Another way in White unites his themes is through the use of literary and intellectual figures of the day. White makes insightful and creative use of the works of Henry Adams, William and Henry James, Mark Twain and Hamlin Garland, among many others. But the figure who stands out in White's history is the novelist and journalist William Dean Howells. Howells' receives attention throughout this history as emblematic of the age and of its changes. Howells began as a young man writing a campaign biography of Lincoln. He was a relatively moderate Republican early on but gradually moved, under the influence of what he saw as the disparities of wealth, the influence of Tolstoy and other factors to different types of positions which he expressed in his novels such as "The Rise of Silas Lapham", "A Hazard of New Fortunes" "A Traveler from Alturia" and in many essays and newspaper columns. Late in his life, in the 1890's, Howell's wrote, examining the period from Lincoln's death to the present, that "If American means anything at all, it means the sufficiency of the common, the insufficiency of the uncommon."
Howell's own intellectual journey, and his endorsement of "the sufficiency of the common" become themes of White's book as he argues for the importance of millions of men and women of modest means and attainments in the shaping of America in the late Nineteenth Century as opposed to the allegedly uncommon individuals such as financiers, corporate executives, inventors, and political leaders. White sees the period, and indeed the United States, as showing the rise of many diverse, unsung individuals rather than politicians, executives, or intellectuals.

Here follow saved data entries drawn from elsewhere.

PR #6443, opened 2023-01-12
Check for session in addition for isPublic prop

emrysal:
## What does this PR do?

Fixes woopsy that excluded the KBar on /apps entirely; Fixes by checking for "authenticated" instead of isPublic, returning early when isPublic is false.

### DIFF
--- a/packages/features/shell/Shell.tsx
+++ b/packages/features/shell/Shell.tsx
@@ -172,23 +172,38 @@ const CustomBrandingContainer = () => {
   return <CustomBranding lightVal={user?.brandColor} darkVal={user?.darkBrandColor} />;
 };
 
-export default function Shell(props: LayoutProps) {
-  useRedirectToLoginIfUnauthenticated(props.isPublic);
-  useRedirectToOnboardingIfNeeded();
-  useTheme("light");
-  // don't load KBar when unauthed
-  return props.isPublic ? (
-    <>
-      <CustomBrandingContainer />
-      <Layout {...props} />
-    </>
-  ) : (
+const PublicShell = (props: LayoutProps) => {
+  const { status } = useSession();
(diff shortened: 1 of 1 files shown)


packages/features/shell/Shell.tsx
```diff
@@ -172,23 +172,38 @@ const CustomBrandingContainer = () => {
...
+  // if not a public page, we can assume a session.
+  if (!props.isPublic) {
+    return (
+      <KBarRoot>
+        <CustomBrandingContainer />
+        <Layout {...props} />
+        <KBarContent />
+      </KBarRoot>
+    );
+  }
```
zomars, line 205: Is this check redundant since we do the same in PublicShell?

packages/features/shell/Shell.tsx
```diff
@@ -172,23 +172,38 @@ const CustomBrandingContainer = () => {
...
-  useTheme("light");
-  // don't load KBar when unauthed
-  return props.isPublic ? (
-    <>
-      <CustomBrandingContainer />
-      <Layout {...props} />
-    </>
-  ) : (
+const PublicShell = (props: LayoutProps) => {
+  const { status } = useSession();
```
sean-brydon, line 176: Could we do something like this instead?

Const wrapper = status === "authenticated" ? KBarRoot : Fragment

  <Wrapper>
      <CustomBrandingContainer />
      <Layout {...props} />
    </Wrapper>

sean-brydon: <Wrapper>
      <CustomBrandingContainer />
      <Layout {...props} />
  </Wrapper>

zomars (approved):
Updated, less code. Same result. No rerender.

image

emrysal:
image

PR #6454, opened 2023-01-13
Fixing horizontal tabs 

sean-brydon:
Taking over from #6310  

Was still on V2 folder structure and this was a lot easier than migrating that PR 
CleanShot 2023-01-13 at 10 40 41@2x


PeerRich:
thank you for taking over!

hariombalhara (approved):

PR #6460, opened 2023-01-13
Fixing GCal emailing notif and sequential deleting

leog:
## What does this PR do?

Making sure Google Calendar does not send deleted events notifications when deleted by API, as we handle the notification for them. Also, Google Calendar delete was causing problems when using its API in parallel, changing it to be sequential.

## Type of change

## How should this be tested?

Try to cancel a recurring event with lots of instances and you shouldn't see Google sending cancelled notification for each instance nor a 500 error when doing so.


PeerRich:
i think some scheduling serivces still send the notification if I am not incorrect

zomars (approved):
LGTM

zomars:
I think is good enough. But is it possible to suppress notifications only in recurring events?

leog:
> I think is good enough. But is it possible to suppress notifications only in recurring events?

@zomars wouldn't we want to also avoid notifications for single events too? Cal already sends a notification for those too

zomars:
> > I think is good enough. But is it possible to suppress notifications only in recurring events?
> 
> @zomars wouldn't we want to also avoid notifications for single events too? Cal already sends a notification for those too

I don't know, hence the question. But merging for now. 🙏🏽

PR #6486, opened 2023-01-15
Don't update the field when changing the select

emrysal:
## What does this PR do?

https://www.loom.com/share/02f86161ebee491ebdef4b5de57904c3

(After UI fixes)
image


emrysal:
@Udit-takkar Added FiTrash to Availability list page here.

sean-brydon (approved):
LGTM - tested and its a much cleaner UX.  The things we gotta do when RHF just doesnt do what you want ;)

PR #6491, opened 2023-01-15
fix tooltip and modal stacking issues

### LINKED ISSUE #6467: [CAL-780] Tooltip is behind Dialog

### Issue Summary

Tooltip is shown behind dialog.
In this case, the upgrade button has a tooltip. You can see a little bit of the tooltip on the right side of the dialog:

Screenshot 2023-01-13 at 13 12 10

<sub>[CAL-780](https://linear.app/calcom/issue/CAL-780/tooltip-is-behind-dialog)</sub>

mocherfaoui:
## What does this PR do?

Fixes #6467 

## Type of change


mocherfaoui:
wouldn't be better to have one overlay and adjust its color and opacity?
https://github.com/calcom/cal.com/blob/7cdd4539535aee5ee0c1d58bf4eae45be7eae30c/packages/ui/components/dialog/Dialog.tsx#L58
https://github.com/calcom/cal.com/blob/7cdd4539535aee5ee0c1d58bf4eae45be7eae30c/packages/ui/components/dialog/Dialog.tsx#L77
since the modal and tooltip use `Portal` there is no need for `z-index`. I think it would be better to remove the first overlay (line 58)

packages/features/settings/layouts/SettingsLayout.tsx
```diff
@@ -165,7 +165,7 @@ const SettingsSidebarContainer = ({
   return (
     <nav
       className={classNames(
-        "no-scrollbar fixed bottom-0 left-0 top-0 z-10 flex max-h-screen w-56 flex-col space-y-1 overflow-x-hidden overflow-y-scroll bg-gray-50 px-2 pb-3 transition-transform lg:sticky lg:flex",
+        "no-scrollbar fixed bottom-0 left-0 top-0 flex max-h-screen w-56 flex-col space-y-1 overflow-x-hidden overflow-y-scroll bg-gray-50 px-2 pb-3 transition-transform max-lg:z-10 lg:sticky lg:flex",
```
PeerRich, line 168: what does max-lg:z-10 do?

PeerRich:
tested and works so far. @Udit-takkar can you test more?

packages/features/settings/layouts/SettingsLayout.tsx
Udit-takkar: +1

packages/ui/components/dialog/Dialog.tsx
```diff
@@ -75,12 +75,11 @@ export const DialogContent = React.forwardRef<HTMLDivElement, DialogContentProps
   ({ children, title, Icon, type = "creation", ...props }, forwardedRef) => {
     return (
       <DialogPrimitive.Portal>
-        <DialogPrimitive.Overlay className="fadeIn fixed inset-0 z-40 bg-gray-500 bg-opacity-75 transition-opacity" />
-        {/*zIndex one less than Toast */}
+        <DialogPrimitive.Overlay className="fadeIn fixed inset-0 bg-gray-500 bg-opacity-75 transition-opacity" />
         <DialogPrimitive.Content
           {...props}
           className={classNames(
-            "fadeIn fixed left-1/2 top-1/2 z-[9998] min-w-[360px] -translate-x-1/2 -translate-y-1/2 rounded bg-white text-left shadow-xl focus-visible:outline-none sm:w-full sm:align-middle",
```
Udit-takkar, line 83: why did you remove this ? did you test with the toast when dialog is open

Udit-takkar (changes requested):
It works but we can just change  the tooltip z -index to 9999 ( one greater than dialog ) instead of making changes everywhere.

PeerRich:
> It works but we can just change the tooltip z -index to 9999 ( one greater than dialog ) instead of making changes everywhere.

i actually like this more., can you open a PR for this so we can compare the preview?

packages/ui/components/dialog/Dialog.tsx
PeerRich: no i didnt

packages/features/settings/layouts/SettingsLayout.tsx
mocherfaoui: to fix a small issue with the sidebar in settings page
before:
Screenshot 2023-01-22 131224
after:
Screenshot 2023-01-22 131420
unless it was intended to appear that way 😅

packages/ui/components/dialog/Dialog.tsx
mocherfaoui: @Udit-takkar you mean if there is a visible toast and then I opened a modal right? 
I didn't test it, thanks for pointing it out

packages/features/settings/layouts/SettingsLayout.tsx
emrysal: Excellent spot 🏆

emrysal (approved):
Looks good to me, excellent work. Toasts stay in front of the dialog as they should. 

Also you are removing z-index values, this would mean that if we had any usage of z-index elsewhere the dialog would now be behind that, but I have checked that we have no usage of z-index where this may interfere with the dialog.

I prefer this approach over https://github.com/calcom/cal.com/pull/6617 as you should always lean towards not using z-index.

mocherfaoui:
@emrysal there is one small problem with my approach. there are two modal overlays, and one of them is why e2e tests are failing. I couldn't figure out why it fails in invite team members modal in /teams/:id/onboard-members
see my comment https://github.com/calcom/cal.com/pull/6491#issuecomment-1385625358

emrysal:
@mocherfaoui That L58 DialogPrimitive.Overlay shouldn't have been there, that's an artefact of the very early days and it just wasn't spotted. I removed it, let's see what the E2E tests do now.

Udit-takkar (approved):
LGTM

PR #6500, opened 2023-01-16
Added fallback to hostsFixed too which is used in COLLECTIVE

emrysal:
## What does this PR do?

See subject.


sean-brydon (approved):
Tested - Seems to work for me

PR #6519, opened 2023-01-17
Move exports up a folder

sean-brydon:
As per discussion in threads. Remove one level of exporting components into UI root. 

Makes life a lot easier when creating a component


PeerRich (approved):
tested preview, seems to work

PeerRich:
waiting for @zomars to confirm this is what we wanna do

zomars (approved):
LGTM. Will check why tests aren't running.

PR #6525, opened 2023-01-17
Icon small button variant

sean-brydon:
Super quick small variant for icons buttons

API has slightly changed for button - a few size props have been moved to variant -> icon and fab 
CleanShot 2023-01-18 at 09 00 04@2x

CleanShot 2023-01-17 at 13 10 46@2x
CleanShot 2023-01-17 at 13 10 42@2x


packages/ui/components/button/Button.tsx
```diff
@@ -46,6 +46,7 @@ const buttonClasses = cva(
         base: "h-9 px-4 py-2.5 ",
         lg: "h-[36px] px-4 py-2.5 ",
         icon: "flex justify-center min-h-[36px] min-w-[36px] ",
+        iconsm: "flex justify-center p-[4px]",
```
hariombalhara, line 49: Can it be icon-sm? That makes it clearer

packages/ui/components/button/Button.tsx
```diff
@@ -221,7 +226,16 @@ export const Button = forwardRef<HTMLAnchorElement | HTMLButtonElement, ButtonPr
...
           ) : (
-            <EndIcon className="inline h-5 w-5 ltr:-mr-1 ltr:ml-2 rtl:mr-2" />
+            <EndIcon
+              className={classNames(
+                "inline-flex",
+                size === "icon"
+                  ? "h-4 w-4 "
+                  : size === "iconsm"
+                  ? "h-3 w-3"
+                  : "h-4 w-4 stroke-[1.5px] ltr:mr-2 rtl:ml-2"
```
sean-brydon, line 236: We had incorrect styling on icon end buttons with text

packages/ui/components/button/Button.tsx
sean-brydon: For sure can

packages/ui/components/button/Button.tsx
```diff
@@ -190,7 +191,11 @@ export const Button = forwardRef<HTMLAnchorElement | HTMLButtonElement, ButtonPr
             <StartIcon
               className={classNames(
                 "inline-flex",
-                size === "icon" ? "h-4 w-4 " : "h-4 w-4 stroke-[1.5px] ltr:mr-2 rtl:ml-2"
+                size === "icon"
+                  ? "h-4 w-4 "
+                  : size === "iconsm"
```
hariombalhara, line 196: I find it hard to understand normally. Can we abstract it out into variables above this JSX.

sean-brydon: I would say yeah - but we  just loose the benefit of intelisense doing so

PeerRich:
i think eventually we need to refactor icon, size is not really an icon. its more of a variant. variant="icon" size="sm" makes more sense long term

sean-brydon:
> i think eventually we need to refactor icon, size is not really an icon. its more of a variant. variant="icon" size="sm" makes more sense long term

Maybe i just do this here? I don't see it being too much work

PeerRich:
> > i think eventually we need to refactor icon, size is not really an icon. its more of a variant. variant="icon" size="sm" makes more sense long term
> 
> Maybe i just do this here? I don't see it being too much work

sure if you want! good timing

JeroenReumkens (changes requested):
Amazing work @sean-brydon ! 

Could you please also add the icon to the canvas preview in storybook? (screenshot below). That's the only change I request. Apart from that, really happy!! 

CleanShot 2023-01-19 at 08 40 30@2x

JeroenReumkens (approved):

The history of this period as recounted in White's book is messy and far from pretty or elevating. Yet underlying the book is a search for meaning in terms of both individual and national life resulting from a change in circumstances, economic and philosophical, and a search for new ideals. A sense of home and of love for the United States, which White says he "loves in his own perverse way" runs through the book. This book takes patience to read but it rewards the effort. An excellent bibliographical essay which discusses and comments upon many of the sources White used in writing the book shows the depth of writing about this period. White has written an outstanding book which helped me understand Reconstruction and the Gilded Age better and to think more deeply and carefully about American history.